Remove Accents & Diacritics
Strip accent marks from letters — café → cafe, naïve → naive. Unicode-aware via NFD normalization.
0 characters
0 characters
About Remove Accents & Diacritics
Accent removal decomposes each accented character into its base letter plus combining marks (Unicode NFD form), then strips the combining marks. The result is the closest plain-ASCII approximation of the original text — useful for slugs, search keys, and fuzzy matching.
When to use it
- Producing URL-friendly slugs from accented titles
- Normalizing names for case-insensitive search or matching
- Cleaning text before storing it in an ASCII-only database column
- Stripping combining marks left over from a zalgo-style decoration
How it works
The text is normalized to NFD (decomposed form), which separates accented letters into base + combining marks.

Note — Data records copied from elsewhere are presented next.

PR #2041, opened 2022-08-02
types: add context flags with container flag to event

AlonZivony:
## Initial Checklist

## Description (git log)

Flags will enable to pass boolean information about the context from
the kernel.
Add the container context from the kernel in the new flags.

## Type of change

## Final Checklist:

## Git Log Checklist:

My commits logs have:

### DIFF
--- a/types/trace/trace.go
+++ b/types/trace/trace.go
@@ -12,50 +12,59 @@ import (
 
 // Event is a single result of an ebpf event process. It is used as a payload later delivered to tracee-rules.
 type Event struct {
-	Timestamp           int        `json:"timestamp"`
-	ThreadStartTime     int        `json:"threadStartTime"`
-	ProcessorID         int        `json:"processorId"`
-	ProcessID           int        `json:"processId"`
-	CgroupID            uint       `json:"cgroupId"`
-	ThreadID            int        `json:"threadId"`
-	ParentProcessID     int        `json:"parentProcessId"`
-	HostProcessID       int        `json:"hostProcessId"`
-	HostThreadID        int        `json:"hostThreadId"`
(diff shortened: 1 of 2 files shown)


types/trace/trace.go
```diff
@@ -12,50 +12,59 @@ import (
...
+	if e.ContextFlags.ContainerStarted {
 		return ContainerOrigin
-	} else {
-		return HostOrigin
 	}
+	if e.ContainerID != "" {
+		return ContainerInitOrigin
+	}
+	return HostOrigin
 }
```
yanivagman, line 68: This function will break until we merge the container flags PR.
We should consider moving it out of types package.

AlonZivony: So me and @rafaeldtinoco saw that the bug wasn't from the container flag PR, but from unreliable tests.
The problem was fixed in the cb65c6ac commit.
This means we can safely merge now the 2 PRs for the container flag, so removing the `Origin` change isn't a problem.

yanivagman: Cool! What is this commit (cb65c6ac) exactly? I can't find it looking at main

NDStrahilevitz: > Cool! What is this commit (cb65c6ac) exactly? I can't find it looking at main

It's [this](https://github.com/aquasecurity/tracee/commit/cb56c6ace4cdb9b8a3f4b6aa74426deece708662).

Just to note though I think this change would further break old recordings on new `tracee-rules` versions.

yanivagman (approved):
This PR is actually the same as #2007 which was later reverted in #2027, but now discovered not to be causing the issue we thought it was (https://github.com/aquasecurity/tracee/pull/2041/files#r935748225).
So shouldn't be a problem to merge it again now.

Issue #2047, opened 2022-08-04
[BUG] 'symbols_loaded' event libraries path missing


AlonZivony:
## Prerequisites

- [x] This affects latest released version.
- [x] This affects current development tree (origin/HEAD).
- [x] There isn't an issue describing the bug.

Select one OR another:

- [x] I'm going to create a PR to solve this (assign to yourself).
- [ ] Someone else should solve this.

## Bug description

The `symbols_loaded` event uses a whitelist of libraries, using known libraries directories.
We noticed its missing multiple known directories:
* /lib/x86_64-linux-gnu
* /usr/lib/aarch64-linux-gnu/libc.so.6
* /lib/aarch64-linux-gnu/libc.so.6

From documentation, we noticed that some distros use directories matching the architecture (like the case of `aarch64` and `x86-64` I mentioned). This would apply to x86 32bit libraries belonging to the `i386` or `i686` architecture directory.
Should probably include any combination of lib directory with architecture.

## Steps to reproduce

Steps to reproduce the issue:

1. step 1
2. step 2

## Context

Relevant information about my setup:

* Linux version:
* Linux kernel version:
* Tracee version (or commit id of your tree):
* LLVM version:
* Golang version:

PR #2048, opened 2022-08-04
pkg/events/derive: fix libs whitelist of symbols_loaded

AlonZivony:
## Initial Checklist

## Description (git log)

Add whitelist for architectures libraries directories.

Fixes: #2047

## Type of change

## Final Checklist:

## Git Log Checklist:

My commits logs have:

### DIFF
--- a/pkg/events/derive/symbols_loaded.go
+++ b/pkg/events/derive/symbols_loaded.go
@@ -16,11 +16,18 @@ func SymbolsLoaded(soLoader sharedobjs.DynamicSymbolsLoader, watchedSymbols []st
 
 // Most specific paths should be at the top, to prevent bugs with iterations over the list
 var knownLibrariesDirs = []string{
-	"/usr/lib/x86_64-linux-gnu/",
 	"/usr/lib64/",
 	"/usr/lib/",
 	"/lib64/",
 	"/lib/",
+}
+
+var knownArchitectureDirs = []string{
+	"x86_64-linux-gnu",
+	"aarch64-linux-gnu",
+	"i386-linux-gnu",
+	"i686-linux-gnu",
+	"", // non-specific architecture dir
 }
 
 // symbolsLoadedEventGenerator is responsible of generating event if shared object loaded to a process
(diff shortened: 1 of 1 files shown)


pkg/events/derive/symbols_loaded.go
```diff
@@ -16,13 +16,20 @@ func SymbolsLoaded(soLoader sharedobjs.DynamicSymbolsLoader, watchedSymbols []st
...
 var knownLibrariesDirs = []string{
-	"/usr/lib/x86_64-linux-gnu/",
 	"/usr/lib64/",
 	"/usr/lib/",
 	"/lib64/",
 	"/lib/",
 }
 
+var knownArchitectureDirs = []string{
+	"", // non-specific architecture dir
```
NDStrahilevitz, line 26: Would this usually be skipped or not? If so maybe it should be last as range will stop before?

AlonZivony: Usually the libs are in the general directory, not in the arch specific directory.
The arch directories are not relevant to all distributions from what I have read.
In my opinion (which I didn't test) it is probably more efficient to keep it in this order.

rafaeldtinoco: I'm afraid it is the opposite nowadays. If you do a:

```
$ for lib in $(pkg-config --list-all | awk '{print $1}'); do find /usr/lib | grep $lib; done
```

you will see most of the libs placed in `/usr/lib/$(uname -m)-linux-gnu/`, no ? This is because most of the distros (big ones) want to be able to cross compile things and they split libs per arch.

AlonZivony: Interesting.
OK, I will change it so the empty string will be the last one to be checked.
Thanks @NDStrahilevitz @rafaeldtinoco

NDStrahilevitz:
Maybe instead of giving all possible arch directories, we should autodiscover out of the list which exists and then search only those? WDYT?

AlonZivony:
> Maybe instead of giving all possible arch directories, we should autodiscover out of the list which exists and then search only those? WDYT?

Good idea theoretically.
However, can you guarantee that the arch libraries will be the same in containers environments?
I need to check it and think about it.

NDStrahilevitz:
> > Maybe instead of giving all possible arch directories, we should autodiscover out of the list which exists and then search only those? WDYT?
> 
> Good idea theoretically. However, can you guarantee that the arch libraries will be the same in containers environments? I need to check it and think about it.

Good point, then it might be too much complexity for what would probably be a very minimal optimization.

AlonZivony:
From what I have seem each mounting point can have its own architecture libraries directories.
It can also be changed during runtime (if for example, the user installs `arm` libraries to run using `qemu`).

It seems to me we will need to check it for each mounting point and it will still be problematic.
I don't know if this will be cost-effective.

NDStrahilevitz (approved):
LGTM!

A regex then removes all combining marks (\p{M}), leaving just the base letters. Characters without a decomposable form (ß, æ, ø) pass through unchanged.
Examples
Café naïve résumé jalapeño
Cafe naive resume jalapeno
Frequently asked questions
- Are special letters like ß and æ converted?
- No. Only letters that can be decomposed into base + accent are simplified. ß stays as ß; æ stays as æ. To handle these, do a manual replace after the accent strip.
- Are non-Latin scripts affected?
- Combining marks in any script are removed. Greek accents, Hebrew points, Arabic harakat — all stripped. The base letters of those scripts are preserved.
- Is this the same as ASCII transliteration?
- No — accents are removed, but characters that aren't accented stay as-is. For full transliteration (Cyrillic, Chinese, etc. → ASCII), use a library like unidecode.